> SUPPLIED RECORDS:
= = = = =

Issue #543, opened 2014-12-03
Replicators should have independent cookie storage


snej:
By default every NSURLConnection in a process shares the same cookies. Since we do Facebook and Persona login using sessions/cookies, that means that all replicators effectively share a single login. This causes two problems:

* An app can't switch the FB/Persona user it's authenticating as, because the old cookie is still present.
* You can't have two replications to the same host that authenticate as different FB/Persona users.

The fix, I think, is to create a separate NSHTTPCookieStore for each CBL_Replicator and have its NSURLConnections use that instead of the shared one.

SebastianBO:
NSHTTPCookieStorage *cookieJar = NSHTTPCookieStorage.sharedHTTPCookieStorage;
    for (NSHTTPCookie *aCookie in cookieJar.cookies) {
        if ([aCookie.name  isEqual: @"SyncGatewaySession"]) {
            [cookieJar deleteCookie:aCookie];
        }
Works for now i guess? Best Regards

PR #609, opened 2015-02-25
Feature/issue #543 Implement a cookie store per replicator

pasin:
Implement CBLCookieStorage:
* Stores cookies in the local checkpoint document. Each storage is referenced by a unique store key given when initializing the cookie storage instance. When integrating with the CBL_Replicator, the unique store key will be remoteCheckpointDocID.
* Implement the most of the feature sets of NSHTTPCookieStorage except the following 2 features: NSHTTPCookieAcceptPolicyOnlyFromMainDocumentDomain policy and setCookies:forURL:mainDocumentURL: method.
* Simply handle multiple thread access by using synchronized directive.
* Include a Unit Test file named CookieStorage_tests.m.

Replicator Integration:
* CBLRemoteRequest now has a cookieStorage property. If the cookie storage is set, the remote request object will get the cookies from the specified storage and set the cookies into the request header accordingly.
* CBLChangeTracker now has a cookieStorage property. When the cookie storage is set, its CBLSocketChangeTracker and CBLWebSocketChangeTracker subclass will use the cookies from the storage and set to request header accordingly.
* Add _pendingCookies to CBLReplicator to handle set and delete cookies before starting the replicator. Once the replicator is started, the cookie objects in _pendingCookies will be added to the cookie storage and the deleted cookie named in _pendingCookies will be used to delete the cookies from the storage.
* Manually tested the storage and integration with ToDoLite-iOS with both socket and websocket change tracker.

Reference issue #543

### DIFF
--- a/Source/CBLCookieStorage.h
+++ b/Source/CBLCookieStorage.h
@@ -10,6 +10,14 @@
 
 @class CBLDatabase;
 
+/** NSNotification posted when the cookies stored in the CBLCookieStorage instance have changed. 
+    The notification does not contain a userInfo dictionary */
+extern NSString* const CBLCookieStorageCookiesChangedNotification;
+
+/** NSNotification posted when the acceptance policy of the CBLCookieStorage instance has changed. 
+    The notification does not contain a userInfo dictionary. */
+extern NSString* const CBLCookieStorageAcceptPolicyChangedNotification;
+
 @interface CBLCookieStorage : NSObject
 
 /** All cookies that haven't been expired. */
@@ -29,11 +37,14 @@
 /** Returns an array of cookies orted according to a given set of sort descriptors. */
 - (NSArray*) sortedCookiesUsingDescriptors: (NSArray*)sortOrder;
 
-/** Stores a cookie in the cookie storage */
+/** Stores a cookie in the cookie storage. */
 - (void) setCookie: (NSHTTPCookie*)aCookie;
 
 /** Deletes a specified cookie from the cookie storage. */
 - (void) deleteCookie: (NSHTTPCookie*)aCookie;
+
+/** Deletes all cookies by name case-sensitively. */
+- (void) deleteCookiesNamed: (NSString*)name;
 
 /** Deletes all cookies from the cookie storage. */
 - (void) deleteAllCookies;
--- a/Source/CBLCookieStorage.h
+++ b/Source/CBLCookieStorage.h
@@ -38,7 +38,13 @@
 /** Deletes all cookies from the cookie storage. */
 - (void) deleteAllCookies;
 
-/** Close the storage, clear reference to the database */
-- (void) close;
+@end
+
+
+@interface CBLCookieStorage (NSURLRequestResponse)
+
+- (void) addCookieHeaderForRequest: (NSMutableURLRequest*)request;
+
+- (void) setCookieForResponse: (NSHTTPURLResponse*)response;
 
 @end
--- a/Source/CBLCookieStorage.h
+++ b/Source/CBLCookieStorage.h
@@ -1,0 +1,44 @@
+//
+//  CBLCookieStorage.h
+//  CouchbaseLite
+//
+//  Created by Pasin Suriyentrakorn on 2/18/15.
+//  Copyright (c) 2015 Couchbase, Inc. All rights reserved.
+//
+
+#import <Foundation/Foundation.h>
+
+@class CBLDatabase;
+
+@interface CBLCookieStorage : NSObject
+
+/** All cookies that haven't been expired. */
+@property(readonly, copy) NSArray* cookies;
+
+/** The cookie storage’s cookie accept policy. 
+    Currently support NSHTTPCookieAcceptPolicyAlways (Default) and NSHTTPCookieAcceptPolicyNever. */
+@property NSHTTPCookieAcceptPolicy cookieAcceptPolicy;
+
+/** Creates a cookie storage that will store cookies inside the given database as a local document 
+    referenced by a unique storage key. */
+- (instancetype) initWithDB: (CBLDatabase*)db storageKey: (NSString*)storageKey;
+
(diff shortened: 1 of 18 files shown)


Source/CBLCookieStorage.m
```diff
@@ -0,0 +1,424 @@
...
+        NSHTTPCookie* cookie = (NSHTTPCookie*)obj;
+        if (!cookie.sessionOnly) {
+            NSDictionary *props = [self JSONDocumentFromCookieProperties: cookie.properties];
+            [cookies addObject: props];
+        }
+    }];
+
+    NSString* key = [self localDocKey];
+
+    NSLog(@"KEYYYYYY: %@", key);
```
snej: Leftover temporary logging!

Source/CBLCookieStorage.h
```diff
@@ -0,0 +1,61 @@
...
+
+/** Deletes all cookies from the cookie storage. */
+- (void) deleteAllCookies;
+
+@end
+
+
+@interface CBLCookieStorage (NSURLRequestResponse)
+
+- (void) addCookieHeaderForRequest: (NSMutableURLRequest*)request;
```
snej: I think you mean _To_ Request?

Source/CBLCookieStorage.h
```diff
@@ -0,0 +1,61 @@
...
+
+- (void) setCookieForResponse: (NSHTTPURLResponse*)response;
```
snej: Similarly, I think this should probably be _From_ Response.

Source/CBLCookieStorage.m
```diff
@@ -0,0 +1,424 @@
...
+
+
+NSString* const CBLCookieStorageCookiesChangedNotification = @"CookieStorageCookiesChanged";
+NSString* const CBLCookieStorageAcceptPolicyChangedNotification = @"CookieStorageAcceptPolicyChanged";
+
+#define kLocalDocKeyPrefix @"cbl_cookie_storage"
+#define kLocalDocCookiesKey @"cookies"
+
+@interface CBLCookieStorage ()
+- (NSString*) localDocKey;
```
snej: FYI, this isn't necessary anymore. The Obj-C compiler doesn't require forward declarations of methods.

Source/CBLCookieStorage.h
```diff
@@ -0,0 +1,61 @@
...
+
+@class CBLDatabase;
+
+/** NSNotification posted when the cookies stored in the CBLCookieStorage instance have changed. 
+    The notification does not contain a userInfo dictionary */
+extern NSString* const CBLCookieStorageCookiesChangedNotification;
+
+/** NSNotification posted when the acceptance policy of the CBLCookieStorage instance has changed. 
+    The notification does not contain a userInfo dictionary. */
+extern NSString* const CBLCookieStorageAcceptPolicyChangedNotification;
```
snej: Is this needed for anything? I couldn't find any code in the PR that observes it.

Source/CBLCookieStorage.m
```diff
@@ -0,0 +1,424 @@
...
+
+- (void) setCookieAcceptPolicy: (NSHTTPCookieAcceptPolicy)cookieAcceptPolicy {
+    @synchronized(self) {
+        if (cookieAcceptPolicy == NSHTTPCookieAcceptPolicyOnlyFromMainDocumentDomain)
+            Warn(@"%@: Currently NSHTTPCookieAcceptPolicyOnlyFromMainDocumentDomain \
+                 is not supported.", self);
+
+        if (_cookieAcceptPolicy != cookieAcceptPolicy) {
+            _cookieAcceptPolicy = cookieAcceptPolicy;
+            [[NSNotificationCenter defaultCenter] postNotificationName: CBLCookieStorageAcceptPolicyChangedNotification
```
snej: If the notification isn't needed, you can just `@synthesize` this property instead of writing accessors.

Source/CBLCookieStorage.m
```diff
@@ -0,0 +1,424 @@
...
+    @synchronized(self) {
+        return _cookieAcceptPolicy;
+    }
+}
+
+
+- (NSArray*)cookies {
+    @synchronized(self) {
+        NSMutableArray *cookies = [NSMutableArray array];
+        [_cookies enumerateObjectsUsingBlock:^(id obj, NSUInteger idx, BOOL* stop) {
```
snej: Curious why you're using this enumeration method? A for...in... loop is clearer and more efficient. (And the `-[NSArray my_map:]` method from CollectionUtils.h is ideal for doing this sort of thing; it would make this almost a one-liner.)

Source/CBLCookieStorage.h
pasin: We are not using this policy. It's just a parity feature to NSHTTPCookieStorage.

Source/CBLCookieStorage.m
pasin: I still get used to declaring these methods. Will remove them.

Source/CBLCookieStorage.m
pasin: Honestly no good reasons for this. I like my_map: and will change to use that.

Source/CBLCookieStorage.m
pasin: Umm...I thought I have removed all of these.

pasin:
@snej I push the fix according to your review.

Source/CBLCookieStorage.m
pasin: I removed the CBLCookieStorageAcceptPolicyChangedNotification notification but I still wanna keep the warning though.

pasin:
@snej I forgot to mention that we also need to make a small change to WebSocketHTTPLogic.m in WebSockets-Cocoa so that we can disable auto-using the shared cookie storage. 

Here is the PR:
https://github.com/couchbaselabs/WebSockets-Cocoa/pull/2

= = = = =

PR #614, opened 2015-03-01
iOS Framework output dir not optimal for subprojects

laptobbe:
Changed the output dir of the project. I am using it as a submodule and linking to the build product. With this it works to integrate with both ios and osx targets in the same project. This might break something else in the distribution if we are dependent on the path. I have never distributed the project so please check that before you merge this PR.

= = = = =

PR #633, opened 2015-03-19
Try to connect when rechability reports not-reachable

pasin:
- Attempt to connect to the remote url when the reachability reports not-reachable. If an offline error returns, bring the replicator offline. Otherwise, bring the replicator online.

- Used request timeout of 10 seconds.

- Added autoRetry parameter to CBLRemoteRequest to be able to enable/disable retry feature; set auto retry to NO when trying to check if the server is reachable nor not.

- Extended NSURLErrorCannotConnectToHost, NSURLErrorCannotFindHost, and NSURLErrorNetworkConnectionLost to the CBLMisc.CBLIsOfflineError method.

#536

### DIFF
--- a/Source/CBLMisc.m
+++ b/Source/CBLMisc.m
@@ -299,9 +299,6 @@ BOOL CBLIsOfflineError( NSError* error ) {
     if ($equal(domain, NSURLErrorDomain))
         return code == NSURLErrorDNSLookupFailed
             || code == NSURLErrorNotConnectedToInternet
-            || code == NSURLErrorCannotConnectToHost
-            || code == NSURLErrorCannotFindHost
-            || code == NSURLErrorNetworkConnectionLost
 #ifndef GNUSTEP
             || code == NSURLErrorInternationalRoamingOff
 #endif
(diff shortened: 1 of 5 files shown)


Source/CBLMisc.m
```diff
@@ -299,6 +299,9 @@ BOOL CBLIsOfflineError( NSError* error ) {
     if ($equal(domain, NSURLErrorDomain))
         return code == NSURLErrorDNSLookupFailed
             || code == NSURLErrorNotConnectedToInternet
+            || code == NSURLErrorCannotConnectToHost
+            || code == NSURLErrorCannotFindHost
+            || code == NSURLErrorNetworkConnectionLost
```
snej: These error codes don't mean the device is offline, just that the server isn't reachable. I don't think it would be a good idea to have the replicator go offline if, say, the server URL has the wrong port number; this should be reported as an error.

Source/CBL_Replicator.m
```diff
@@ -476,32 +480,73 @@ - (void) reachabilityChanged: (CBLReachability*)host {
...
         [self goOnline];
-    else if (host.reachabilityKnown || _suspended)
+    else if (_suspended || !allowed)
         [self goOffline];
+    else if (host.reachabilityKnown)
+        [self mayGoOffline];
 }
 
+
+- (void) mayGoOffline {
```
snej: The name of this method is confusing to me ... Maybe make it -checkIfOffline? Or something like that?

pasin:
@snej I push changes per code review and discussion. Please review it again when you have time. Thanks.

= = = = =

> WHAT NEEDS TO BE DONE: Go line by line through the data, copying each one that contains the word "referenced".

> ANSWER BELOW:
* Stores cookies in the local checkpoint document. Each storage is referenced by a unique store key given when initializing the cookie storage instance. When integrating with the CBL_Replicator, the unique store key will be remoteCheckpointDocID.
+    referenced by a unique storage key. */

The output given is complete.